The pilot tone is transmitted with a given amplitude A, a given phase Φp and with a frequency of n*4.3125×103, where n represents the bin number allocated to the pilot tone. The transmitted phase corresponds to a known phase (e.g., for ADSL it is 45°), which is used by TED 216. Receiver 200 operates as described above to produce an FFT of a received DMT symbol of duration T. The output of the FFT for the pilot signal for each symbol period corresponds to an amplitude A, and phase, φp. A constant value of φp over multiple DMT symbol time periods, and a value of φp equaling Φp occurs when the clock to generate the pilot tone at the transmitter and the clock for the receiver A/D are in phase and frequency lock.
The phase, φp is also input to TED 216, while TED 216 knows Φp a priori.
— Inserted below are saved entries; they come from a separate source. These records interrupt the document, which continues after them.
PR #4122, opened 2026-02-06
fix: Rename action missing for Object Page elements in Adaptation Editor

testojs:
Fix for #4409.

- Put back missing Rename action for Object Page elements in ADP                                                                                                        
- Disable unsupported annotation changes in developer mode

### DIFF
--- a/.changeset/tough-melons-spend.md
+++ b/.changeset/tough-melons-spend.md
@@ -1,5 +1,0 @@
----
-'@sap-ux/eslint-plugin-fiori-tools': patch
----
-
-feat: add plugin version number to rule in readme
--- a/packages/eslint-plugin-fiori-tools/CHANGELOG.md
+++ b/packages/eslint-plugin-fiori-tools/CHANGELOG.md
@@ -1,5 +1,11 @@
 # @sap-ux/eslint-plugin-fiori-tools
 
+## 9.9.3
+
+### Patch Changes
+
+- 9afb66a: feat: add plugin version number to rule in readme
+
 ## 9.9.2
 
 ### Patch Changes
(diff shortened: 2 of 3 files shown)


packages/preview-middleware/src/base/config.ts
```diff
@@ -255,14 +255,14 @@ function getFlexSettings(): TemplateConfig['ui5']['flex'] {
 
     return [
         { connector: 'LrepConnector', layers: [], url: '/sap/bc/lrep' },
+        {
```
Lonwyr: the move of the localstorage connector with the type "USER" will result in applying the user changes on a load BEFORE the localConnector

testojs: @edingerk What do you think?

edingerk: I double checked, yes Christian is right. This is very unfortunate, as with this fact you will not be able to fix this issue in previous releases. So we will need to do a downport in UI5
I think we should think again about this decision, as it relies on the customers putting the connectors in the correct order, and connectors to not serve changes from layers that are not direct neighbors

edingerk: Maybe we can try to completely remove the LocalStorageConnector from the configuration, then any personalization will not be 'persisted' anymore, but should still be able to be done for that session. This will also do the trick

.changeset/real-eagles-mix.md
```diff
@@ -0,0 +1,6 @@
+---
+'@sap-ux-private/preview-middleware-client': patch
+'@sap-ux/preview-middleware': patch
+---
+
+fix: Rename action missing for Object Page elements in Adaptation Editor
```
heimwege: Shouldn't this changeset mention the disabling of annotation changes?

testojs: Sure, makes sense.
Added in [92c1bff](https://github.com/SAP/open-ux-tools/pull/4122/commits/92c1bffd4441ca6f339d7e2a94f536f9e66bbc15).

PR #4123, opened 2026-02-06
fix: UIFlexibleTable. Large cell content in flexible table items no longer shifts the other column to the right.

815are:
Issue before fix - if content of cell is large, then it moved coulmns on right:
image

after fix:
image


Jimmy-Joseph19 (approved):
Changes looks good. Approving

For initial timing recovery, TED 216 then produces an indication xk of the sampling phase error Δ=φp−Φp. That is, TED outputs an error signal proportional to the difference between φp and Φp:xk=kd(φp−Φp)where kd represents the timing error detector gain. This output, upon being filtered by loop filter 218, is used as the input to VCO 220 to control the VCO's frequency output. The output signal of VCO 220 is then applied to zero crossing detector 222 to generate pulses, which are used to generate a clock for A/D 204.
A digital proportional-plus-integral loop filter 300, as shown in FIG. 3, with weighting factors Kp and Kf, is normally used in conventional DPLL timing recovery subsystems. This architecture simultaneously corrects initial frequency and phase offsets present between a received and a locally generated signal. Initial frequency and phase offsets are simultaneously corrected by the output of the loop filter adjusting the VCO frequency in small increments until the receiver and transmitter are in phase and frequency lock.
During initial timing acquisition, the loop filter's bandwidth is increased in order to accelerate signal acquisition, at a cost of allowing a decrease in the signal-to-noise ratio. Upon acquisition, the values of Kf and Kp are decreased to decrease the loop bandwidth, thus reducing the noise-based perturbations.
While the loop bandwidth is varied in a typical ADSL to increase the acquisition time, the loop bandwidth is still generally kept small to combat noise. This results in a long overall response time for the initial locking of phase and frequency, while shorter response times are generally desirable.